Total synthesis of burkholdacs A and B and 5,6,20-tri-epi-burkholdac A: HDAC inhibition and antiproliferative activity
- Eur J Med Chem. 2014 Apr 9:76:301-13. doi: 10.1016/j.ejmech.2014.02.044.
- 1. Laboratory of Synthetic and Medicinal Chemistry, Faculty of Pharmaceutical Sciences, Tohoku Pharmaceutical University, 4-4-1 Komatsushima, Aoba-ku, Sendai 981-8558, Japan.
- 2. Division of Molecular Pharmacology, Cancer Chemotherapy Center, Japanese Foundation for Cancer Research, 3-10-6 Ariake, Koto-ku, Tokyo 135-8550, Japan.
- 3. Division of Molecular Pharmacology, Cancer Chemotherapy Center, Japanese Foundation for Cancer Research, 3-10-6 Ariake, Koto-ku, Tokyo 135-8550, Japan; Pharmaceuticals and Medical Devices Agency (PMDA), 3-3-2 Kasumigaseki, Chiyoda-ku, Tokyo 100-0013, Japan.
- 4. Chemical Genetics Laboratory, RIKEN, 2-1 Hirosawa, Wako-shi, Saitama 351-0198, Japan.
- 5. Laboratory of Synthetic and Medicinal Chemistry, Faculty of Pharmaceutical Sciences, Tohoku Pharmaceutical University, 4-4-1 Komatsushima, Aoba-ku, Sendai 981-8558, Japan. Electronic address: [email protected].

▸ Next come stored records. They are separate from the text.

PR #527, opened 2025-07-22
arthur/fix broken pipe during shutdown

busser:
- **Update E2E test suite to test all curretn v1.x versions of Terraform**
- **Add E2E test that shows graceful shutdown is broken**
- **Fix graceful shutdown**


radeksimko:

The bicyclic depsipeptide histone deacetylase (HDAC) inhibitors burkholdacs A and B were efficiently synthesized in a highly convergent and unified manner. The synthesis features the amide coupling of a D-valine-D-cysteine- or D-allo-isoleucine-D-cysteine-containing segment with a D-methionine-containing segment to directly assemble the corresponding seco-acids, key precursors for macrolactonization. Using the same methodology, 5,6,20-tri-epi-burkholdac A was also synthesized. HDAC inhibitory assays and cell-growth inhibition analyses of the synthesized depsipeptides demonstrated the potency order of this class of bicyclic depsipeptides as compared to the clinically approved depsipeptide FK228 (romidepsin). Novel structure-activity relationships within this class of compounds were also revealed.